#### Task brief
From the data below, return each line in which the string "without" is found.

#### Extracted data
PR #234, opened 2020-01-07
mrc-1254_new Indicator selectors in Bubble plot

EmmaLRussell:
Contains changes from https://github.com/mrc-ide/hint/pull/232

Still need to add French translations for 'Bubble plot', 'Colour Indicator' and 'Size Indicator'. Rob is adding those to the spreadsheet, and we're going to ask Anne for a sensible initial translation.


src/app/static/src/app/store/translations/locales.ts
```diff
@@ -95,6 +97,7 @@ const en: Translations = {
     cancelRun: "Cancel run",
     chooseFile: "Choose a file",
     clickHere: "Click here",
+    colorIndicator: "Colour Indicator",
```
EmmaLRussell: I'm assuming here that we're using UK English in the UI, but the code uses 'color' elsewhere so would be better for the key to be consistent with that, hence this slight oddity

PR #235, opened 2020-01-08
mrc-1251 Color legend in bubble plot

EmmaLRussell:
Contains changes from https://github.com/mrc-ide/hint/pull/234


EmmaLRussell:
Hang fire on this for now, and I'll add in using actual values for min and max

EmmaLRussell:
> Hang fire on this for now, and I'll add in using actual values for min and max

Actually, I've changed my mind about his after the discussions yesterday afternoon. I'm putting in some preparatory work for the MapLegend to potentially accept a range separate to the metadata object so it can show arbitrary ranges, since it seems we're going to have to add some variation on that (use defined and/or data defined). 

But for now let's keep the colour ranges in the Choropleth and Bubble Plot consistent with each other. The Size range in the Bubble plot will remain data-defined (I think - will check with Jeff when we meet with him today).

src/app/static/src/app/components/plots/utils.ts
```diff
@@ -0,0 +1,33 @@
+import * as d3ScaleChromatic from "d3-scale-chromatic";
```
EmmaLRussell: Moved the getColor function here rather than it living in filteredData utils

PR #236, opened 2020-01-08
Mrc 1252 Size legend in bubble plot

EmmaLRussell:
Contains changes from https://github.com/mrc-ide/hint/pull/235


src/app/static/src/app/main.ts
```diff
@@ -8,4 +8,4 @@ Vue.use(Vuex);
 export const store = new Vuex.Store<RootState>(storeOptions);
 registerTranslations(store);
 
-export const inactiveFeatures: string[] = ["BubblePlot"];
+export const inactiveFeatures: string[] = [];
```
EmmaLRussell: Time to throw the switch?

src/app/static/src/app/components/plots/bubble/BubblePlot.vue
```diff
@@ -161,15 +166,18 @@
...
         },
         props: props,
         data(): Data {
             return {
                 style: {
-                    className: "geojson-grey"
-                }
+                    className: "geojson-grey",
+                },
+                maxRadius: 70,
```
EmmaLRussell: Bumped this max radius down from 100 which just massive.

src/app/static/src/app/components/plots/bubble/SizeLegend.vue
```diff
@@ -0,0 +1,93 @@
...
+        computed: {
+            width: function() {
+                return (this.maxRadius * 2) + 2; //leave room for stroke width
+            },
+            height: function() {
+                return (this.maxRadius * 2) + 10; //leave room for the top text
+            },
+            circles: function() {
+                const x = this.width / 2;
+                const circleFromRadius = (r: number, value: number, under: boolean = false) => {
```
hillalex: Can `circleFromRadius` be a component method rather than defined here? Just to make this function shorter/easier to read.

src/app/static/src/app/components/plots/bubble/SizeLegend.vue
```diff
@@ -0,0 +1,93 @@
...
+                //We treat the minimum circle differently, since the smallest radius is actually likely to cover quite
+                //a wide range of low outliers, so we show the value for the next pixel up and prefix with '<'
+                const nextMinRadius = this.minRadius + 1;
+                const valueScalePoint = (Math.pow(nextMinRadius,2) - Math.pow(this.minRadius,2))/
+                                            (Math.pow(this.maxRadius, 2) - Math.pow(this.minRadius, 2));
+                const nextValue = (valueScalePoint * (this.indicatorRange.max - this.indicatorRange.min))
+                                            + this.indicatorRange.min;
+                const minCircle = circleFromRadius(this.minRadius, nextValue, true);
+
+                const steps = [0.25, 0.5, 0.75, 1];
```
hillalex: Can steps be a data property of the component?

Also do you think it gives a better sense of scale to use [0.125, 0.25, 0.5, 1], so each bubble is twice the size of the previous? Or [0.1, 0.25, 0.5, 1] even - starting at 0.25 means there's a very big jump from the negligible bubble to the first size, but even 0.125 is quite a big jump.

To compare:

(this is [0.1, 0.25, 0.5, 1])
Screenshot from 2020-01-10 13-13-19

vs

Screenshot from 2020-01-10 13-14-35

src/app/static/src/app/components/plots/bubble/SizeLegend.vue
```diff
@@ -0,0 +1,93 @@
...
+                        text  = "<" + text;
+                    }
+
+                    return {x: x,  y: y, radius: r, text: text, textX: x, textY: y-r}
+                };
+
+                //We treat the minimum circle differently, since the smallest radius is actually likely to cover quite
+                //a wide range of low outliers, so we show the value for the next pixel up and prefix with '<'
+                const nextMinRadius = this.minRadius + 1;
+                const valueScalePoint = (Math.pow(nextMinRadius,2) - Math.pow(this.minRadius,2))/
```
hillalex: Can this line and the next be pulled out into their own util methods to make this function a bit easier to read?

src/app/static/src/app/components/plots/bubble/SizeLegend.vue
```diff
@@ -0,0 +1,93 @@
...
+            },
+            height: function() {
+                return (this.maxRadius * 2) + 10; //leave room for the top text
+            },
+            circles: function() {
+                const x = this.width / 2;
+                const circleFromRadius = (r: number, value: number, under: boolean = false) => {
+                    const y = this.height - r;
+
+                    let text = value > 1000 ? numeral(value).format("0a") : (+value.toFixed(2)).toString();
```
hillalex: I think we could do with more precision here - probably 3 dp for small numbers and `0.0a` format for large?
E.g. makes the smallest circle here <0.004 rather than literally 0:

prevalencecircles
 vs

Screenshot from 2020-01-10 13-23-57

and < 5k becomes < 4.6k here:

Screenshot from 2020-01-10 13-26-35

The tooltips actually have 4 dp but that might be too cluttered for the legend. At the moment the big numbers in the tooltips aren't formatted, we should open a ticket to format them to 0.0a also.

src/app/static/src/app/main.ts
hillalex: yeah!

src/app/static/src/app/components/plots/bubble/SizeLegend.vue
EmmaLRussell: Yeah you're right, particularly since in pratice people are mostly going to be looking at the smaller bubbles (those at district level rather than country/region level)

src/app/static/src/app/components/plots/bubble/SizeLegend.vue
EmmaLRussell: OK, that sounds good. Do you think we should also have a couple of levels of 'smallness'? Small currently means anything under 100, so we'd potentially get '8647.1522' etc 
Maybe make it 4 sig figs rather than 4dps?

hillalex: 4 sig fig sounds good to me, want to change that over?

PR #429, opened 2020-12-04
mrc-2026 Bug: Cancel button on share project dialog is broken

carbowizzy:
## Description

Bug: Cancel button on share project dialog is broken

To reproduce do the following: 
Open share dialog
Click cancel
Open share again and box for entering email has disappeared

## Type of version change

Patches 

## Checklist


EmmaLRussell (changes requested):
There still seems to be a bit of an issue here - might be a slightly different bug. If you fill in an invalid address (or maybe a valid one too, haven't tested that), and hit Cancel, without pressing Enter, the dialog remains open, although it adds an extra input. You need to hit Cancel a second time to actually close the dialog.

carbowizzy:
> There still seems to be a bit of an issue here - might be a slightly different bug. If you fill in an invalid address (or maybe a valid one too, haven't tested that), and hit Cancel, without pressing Enter, the dialog remains open, although it adds an extra input. You need to hit Cancel a second time to actually close the dialog.

Fixed this issue now.

EmmaLRussell (approved):
Nice :+1:

PR #431, opened 2020-12-07
Avoid opening links with js

EmmaLRussell:
## Description

Our previous workaround for links in dropdown menu items not working was to open the links using javascript. However, I found that this caused the default Firefox settings to regard this behaviour as a pop-up and not to open it by default, warning the user instead. (Chrome didn't mind though!)

This didn't seem like an ideal user experience, so I dug into the cause of the links not working and found that it was because we've implemented DropDown so as to close (hide) the component on blur. The upshot of this seemed to be that the blur event triggered by the link click hid the component containing the link, and actually stopped the click from causing the link to be followed. 

I've put in a workaround in the form of an optional 'delay' property on DropDown. If this is true, the close behaviour is delayed by 1 second, which seems to be long enough for the link to be followed. I tried just making this asynchronous, with no particular delay, but the delay did seem to be required. It's not terribly elegant, but since the link opens a new tab, the user is not aware of the delay to closing the drop down. 

## Type of version change
_Delete as appropriate_

Patches

## Checklist


carbowizzy (approved):
Looks greats !

PR #432, opened 2020-12-07
Mrc 2033 Bug: hint cannot recover model run when hintr is torn down

carbowizzy:
## Description

## Type of version change
_Delete as appropriate_

Patches

## Checklist


src/app/static/src/app/store/modelRun/mutations.ts
```diff
@@ -51,8 +51,7 @@ export const mutations: MutationTree<ModelRunState> = {
     },
 
     [ModelRunMutation.RunStatusError](state: ModelRunState, action: PayloadWithType<Error>) {
-        state.errors.push(action.payload);
-        if (state.errors.length >= maxPollErrors) {
+        if (state.pollingCounter >= maxPollErrors) {
```
EmmaLRussell, line 54: I think we also need to reset pollingCounter as well don't we, for next time we want to run. Should do that in stopPolling, so it happens for all cases.

src/app/static/src/app/store/modelRun/mutations.ts
```diff
@@ -61,6 +60,7 @@ export const mutations: MutationTree<ModelRunState> = {
                 detail: null
             });
         }
+        state.pollingCounter += 1
```
EmmaLRussell, line 63: Should be an `else` here.

src/app/static/src/tests/modelRun/mutations.test.ts
```diff
@@ -98,12 +91,11 @@ describe("Model run mutations", () => {
...
             status: {done: false} as ModelStatusResponse,
-            modelRunId: "123"
+            modelRunId: "123",
+            pollingCounter: 9
         });
-
         mutations.RunStatusError(testState, {payload: "1"});
-
-        expect(testState.errors).toStrictEqual(["1"]);
+        expect(testState.errors).toStrictEqual([]);
```
EmmaLRussell, line 98: This test should be renamed - no longer adds errors if if max not exceeded.

EmmaLRussell (changes requested):

src/app/static/src/app/store/modelRun/mutations.ts
carbowizzy: There's no need for else if the counter is above.

src/app/static/src/app/store/modelRun/mutations.ts
```diff
@@ -51,6 +51,7 @@ export const mutations: MutationTree<ModelRunState> = {
     },
 
     [ModelRunMutation.RunStatusError](state: ModelRunState, action: PayloadWithType<Error>) {
+        state.pollingCounter += 1
```
EmmaLRussell, line 54: Of course, incrementing the poll here means you'll hit the limit one iteration earlier. I guess that's ok at this sort of scale.

src/app/static/src/tests/modelRun/mutations.test.ts
```diff
@@ -66,7 +66,7 @@ describe("Model run mutations", () => {
         expect(testState.errors).toStrictEqual(["Test Error"]);
     });
 
-    it("run status error adds error and stops polling if max errors exceeded", () => {
+    it("run status error and stops polling if maxPollErrors exceeded", () => {
```
EmmaLRussell, line 69: This one didn't need to be renamed as the error is added!

EmmaLRussell (approved):

PR #437, opened 2020-12-14
mrc-2028 Add a map reset button

Nicolas-Dolan:
## Description

Adds a button to bubbleplot and choropleth that updates the bounds of the map, resetting the zoom and position of the view to default.

image
image

Any comments on style/layout would be appreciated. Alternatively, I thought the button could be an icon button directly below the zoom (+/-) buttons, with 'Reset view' as a tooltip.

## Type of version change
Minor

## Checklist


EmmaLRussell (commented):
This is great, works well. Yes, I agree, I think it would look better below or to the right of the zoom button, with an icon to keep it tidy (the refresh icon maybe?).

Nicolas-Dolan:
Updated button to look like this:
image

src/app/static/src/tests/components/plots/choropleth/choropleth.test.ts
```diff
@@ -388,8 +389,12 @@ describe("Choropleth component", () => {
             fitBounds: mockMapFitBounds
         };
 
-        const button = wrapper.find(LControl).find('button')
-        expectTranslated(button, 'Reset view', 'Réinitialiser la vue', store);
+        const button = wrapper.find(LControl).find('div').find('a')
+        expect(button.attributes("aria-label")).toBe("Reset view");
```
EmmaLRussell, line 393: You should be able to do this with `expectTranslated` - it optionally takes an attribute name param if you want to check an attribute rather than `text()`

EmmaLRussell (commented):
This looks much better, works well. One small issue is that, if you're scrolled down a little to get the whole map in view, clicking on the reset button punts you back up to the top of the page - it's because it follows the link to "#". So you could make a `resetView` method or similar which first calls `event.preventDefault()` then calls updateBounds. 

But actually, rather than having to add this in both the Choro and Bubble plot, maybe it would be cleaner to make a ResetMap component which emits a `resetMap` event in the button's click handler, having first called `preventDefault()`. Add this to both the Choro and Bubble, and set the event handler to `updateBounds` in each.

Nicolas-Dolan:
> This looks much better, works well. One small issue is that, if you're scrolled down a little to get the whole map in view, clicking on the reset button punts you back up to the top of the page - it's because it follows the link to "#". So you could make a `resetView` method or similar which first calls `event.preventDefault()` then calls updateBounds.

Ah, I hadn't noticed that as the whole map is always visible on my screen.

EmmaLRussell (approved):
Nice. I've just updated the version conflict and merged from master, will merge on build complete.

PR #441, opened 2020-12-17
mrc-2060 Regenerate front end types

EmmaLRussell:
## Description

Regen front end types for async calibration. The output barchart looks odd in this branch - I think this is probably because we're still using the old calibrate endpoint, and perhaps it has lost the plotting metadata from its result. Will check this is resolved in the next branch which will use the new endpoints. 

This should the console errors you were seeing in the last branch.  

## Type of version change
_Delete as appropriate_

None

## Checklist

### DIFF
--- a/src/app/static/src/app/components/plots/table/Table.vue
+++ b/src/app/static/src/app/components/plots/table/Table.vue
@@ -153,7 +153,8 @@
                 if (this.selections.detail === 0) {
                     return [areaArray[0]]
                 } else if (!this.selections.detail) {
-                    return this.selections.selectedFilterOptions.area.map(row => row.id)
+                    const selectedAreaOptions = this.selections.selectedFilterOptions.area || [];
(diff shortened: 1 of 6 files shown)


src/app/static/src/app/components/plots/table/Table.vue
```diff
@@ -153,7 +153,8 @@
                 if (this.selections.detail === 0) {
                     return [areaArray[0]]
                 } else if (!this.selections.detail) {
-                    return this.selections.selectedFilterOptions.area.map(row => row.id)
+                    const selectedAreaOptions = this.selections.selectedFilterOptions.area || [];
```
Nicolas-Dolan, line 156: Smart! I need to remember to use this syntax more often.

Nicolas-Dolan (approved):
Works great on local with no more errors in the console when I run calibrate.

#### Solution for this problem
There still seems to be a bit of an issue here - might be a slightly different bug. If you fill in an invalid address (or maybe a valid one too, haven't tested that), and hit Cancel, without pressing Enter, the dialog remains open, although it adds an extra input. You need to hit Cancel a second time to actually close the dialog.
> There still seems to be a bit of an issue here - might be a slightly different bug. If you fill in an invalid address (or maybe a valid one too, haven't tested that), and hit Cancel, without pressing Enter, the dialog remains open, although it adds an extra input. You need to hit Cancel a second time to actually close the dialog.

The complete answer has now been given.